On a fine mid-summer day, on a car launch, in Italy, all was well with the world. I was sharing a test car with a chum, we were enjoying a natter about the event, our impressions of the car – a Fiat – and life in general. We had just left behind us an enjoyably dynamic and scenic section of road route and joined a surprisingly empty autostrada for the last part of the drive back to launch HQ. Then it happened.

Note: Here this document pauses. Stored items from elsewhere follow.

PR #1523, opened 2016-10-09
Remove var usage and General Stylecop cleanup

koosemose:


bjubes:
I fixed many of the same issues in the localization table in my PR #1475 . If you could merge that (assuming there are no problems when you test it) before this goes through it will remove the problems and also implement the RTL support without causing tons of conflicts

dusho:
I thought using var if the same line already contains the type (so the type is nicely readable) was accepted. Blindly removing all vars (which is a nice C# addition) is just non-sense. 
I think having multiple names for Update, FixedFrequencyUpdate, Tick, ..  and inconsistent naming for events is causing more headaches than 'lazy' using of var.

bjubes:
i agree for using var when the type is both repeated in the line AND obnoxious, like:
`System.Collection.Generic.Dictonary<string, ProjectPorcupine.Localization.Keyset> keysets =  new System.Collection.Generic.Dictonary<string, ProjectPorcupine.Localization.Keyset>()`
Everyone agrees that
`var keysets = System.Collection.Generic.Dictonary<string, ProjectPorcupine.Localization.Keyset>()`

is easier to understand. However this case is neither verbose or repeated in line so its nessicary. Besides the guildlines for contributing are quite clear.
> Avoid using 'var', even when the type would be clear from context. Verbose typing is best typing.

dusho:
then either update the guideline to use 'var' in smart way (when lines are too verbose) or make it a stylecop to force people not to use it
not sure why quill put such a weird stuff into guidelines

PR #1461, opened 2016-09-27
Intro scene

Ohda:
**UPDATED 14/10** 
WIP Tag removed has i can't find obvious bugs.
I think i take care of all the comments excepts when @TomMalbran ask to move some Managers to GameController. I love the idea, but i don't find solutions for this without braking the game.
It can be a subject for another PR.
Just added the random background loading (but still 1 background for now)
*******

This is a basic intro scene with a main menu.
- Add a new GameController that will initialize some setup and persist between sceen.
- Add a new SceneController for loading, changing scenes.

Both scenes are able to be launched first. The new scene is in a _SCENES folder.
The Background is from @jaselito Thanks !

There is only one background but if there is more images in the Background folder the game will load a random image.

Known bug :
- There is a bug (also on master) when you open the settings screen without the fpscounter. ( #1526 )

PR #1527, opened 2016-10-11
[Small][Fix] Check if FPS Counter is null before applying settings

### LINKED ISSUE #1526: DialogboxSettings error if FPSCounter is hidden.
There is a bug on the dialogbox settings panel coming from this line : 

`public void OnEnable() { 
      fpsObject = FindObjectOfType<FPSCounter>().gameObject; 
...`
The issue is that fpsObject will be null if the fpsobject is inactive.

I think this is a hack, but when our WorldController initialize the scene, it will always activate the FPSCounter (even if set to false on the settings).

I think the proper solution is to keep a reference to the object before hidding it, so the DialgboxSettings panel will be able to active/desactive it properly but i'am not sure where to do that.

This is another issue i'am facing with the intro scene setup. Any help welcome !

You can add thoses lines on the worldController on start and open the dialogsetting to reproduce on master if your preference say to disable it : 
GameObject` fpsCounter = FindObjectOfType<FPSCounter>().gameObject;
fpsCounter.SetActive(Settings.GetSetting("DialogBoxSettings_fpsToggle", true));`

frankitox16:
### Fixes DialogBoxSettings error
Fixes #1526 

### What this PR does
Now DialogBoxSettings checks if the FPSCounter is null, to avoid errors while loading settings.

### DIFF
--- a/Assets/Scripts/UI/DialogBox/Settings/DialogBoxSettings.cs
+++ b/Assets/Scripts/UI/DialogBox/Settings/DialogBoxSettings.cs
@@ -48,7 +48,11 @@ public class DialogBoxSettings : DialogBox
     {
         LocalizationTable.SetLocalization(languageDropdown.value);
         
-        fpsObject.SetActive(fpsToggle.isOn);
+        if (fpsObject != null)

Engine power suddenly drained away, and there was no choice other than to veer the car to the right and coast onto the hard shoulder. A quick glance at the fuel gauge confirmed what we already knew, that there was plenty of diesel in the tank. It wasn’t a fuel shortage problem. So what was it? Diagnosing the cause of breakdown was beyond our mutual abilities. We motoring writers may know rather a lot about cars, but we’re not qualified mechanics, and whatever was wrong was beyond our skill set to solve. This was also before the days of mobile phones, and in a mountainous part of Italy where they probably wouldn’t have worked anyway.

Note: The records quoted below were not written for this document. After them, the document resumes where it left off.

PR #1530, opened 2016-10-12
[Fix] Set Settings then Save Settings explicitly

### LINKED ISSUE #1525: Settings DialogBox don't save if game paused
There is a bug when the game is paused, the settings panel doesn't save correctly.
The problem come from here : 
`ScheduleEvent("Settings_SaveSettings", Time.deltatime)`
only happen on
`TimeManager.EveryFrameUnpaused`

This timer has been added in the game in #1490.

### Steps to reproduce the behavior

- set on Pause (spacebar) 
- Open settings panel.
- Make a change
- Save 

### Related issues / pull requests
I've got a problem with this issue on the intro scene, because the game is paused.
Feel free to give me tips or do a pull request to fix it. I'll be really happy to merge it on the intro scene !

koosemose:
As described in #1525 currently due to using the scheduler, settings don't save when paused. 

I have opted to fix this by, rather than saving settings or scheduling a save when a setting is changed, removing SaveSettings from SetSetting, and explicitly saving the settings after all settings have been set.
Fixes #1525

### DIFF
--- a/Assets/Scripts/Models/Settings.cs
+++ b/Assets/Scripts/Models/Settings.cs
@@ -14,7 +14,7 @@ using UnityEngine;
 public static class Settings
 {
     // Settings.xml file that is created if none exists.
-    private const string FallbackSettingsXML = @"
+    private const string FallbackSettingsXml = @"
 <Settings>
   <worldWidth>101</worldWidth>
   <worldHeight>101</worldHeight>
@@ -39,16 +39,9 @@ public static class Settings
     private static string userSettingsFilePath = System.IO.Path.Combine(
         Application.persistentDataPath, "Settings.xml");
 
-    private static bool unsavedSettings = false;
-
     static Settings()
     {
         LoadSettings();
-
-        PrototypeManager.ScheduledEvent.Add(
-            new Scheduler.ScheduledEvent(
-                "Settings_SaveSettings",
-                (evt) => Settings.SaveSettings()));
     }
 
     public static string GetSettingWithOverwrite(string key, string defaultValue)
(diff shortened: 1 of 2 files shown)


mikejbrown:
The only potential issue with this is if someone forgets to call SaveSettings.

I assume you checked that nothing else is calling SetSetting that needs to save? (Haven't had the chance to look myself yet.)

Ohda:
Mikejbrown is right, there is some calls from WorldController and LocalizationTable too.
Except that, i feel better with your solution !

koosemose:
In the case of SetLocalization in LocalizationTable, that method is only called from DialogBoxSettings (and probably shouldn't be setting the setting itself anyways.

The WorldController one is... strange, changing a setting with a hotkey feels strange to me in general (and has the feel of an easy development shortcut than anything), Personally I feel fine with having dev mode when toggled with hot key not being saved, since the user isn't explicitly saving it (by hitting the save button for settings) then why should the code explicitly save it.

koosemose:
Actually, the more I think about it, the more I think that we really shouldn't be setting any settings outside of the actual settings menu, and therefore that should be the only place that we should need to save settings from.

bjubes:
I thought the scheduler was used so that settings was only saved once rather than 6+ times when each property was changed, but I could be wrong. does the "one save at the end" implementation still exist in this change?

koosemose:
Yes, it's just done directly, changing a setting no longer saves the settings, they instead have to be explicitly saved afterwards. So the flow is Change all settings, and then save.

So yes, it still exists, but through a method that avoids using the scheduler, because the scheduler doesn't work very well for out of game stuff as it only runs when unpaused.

bjubes:
ok just double checking. Merging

So, no choice but to await help, and happily it arrived quickly. Colleagues in another of the launch’s test cars appeared in the distance and we eagerly flagged them down. Locking our stranded vehicle, we jumped into the back of theirs, and bagged a welcome lift to the event venue to let our hosts know where to locate the car.
Oh dear. When we told them what had happened, the blood drained from their faces, and the welcoming smiles turned to aghast looks. Apparently that particular stretch of autostrada was renowned both for mysterious breakdowns and for the rapid disappearance of any vehicle unfortunate enough to be left there, magicked away by predatory criminal low-loaders reputed to patrol the area. A blizzard of activity followed, during which launch personnel rushed off to retrieve the errant car. Alas, on arrival at the section of hard shoulder where we had left it, there was only empty tarmac.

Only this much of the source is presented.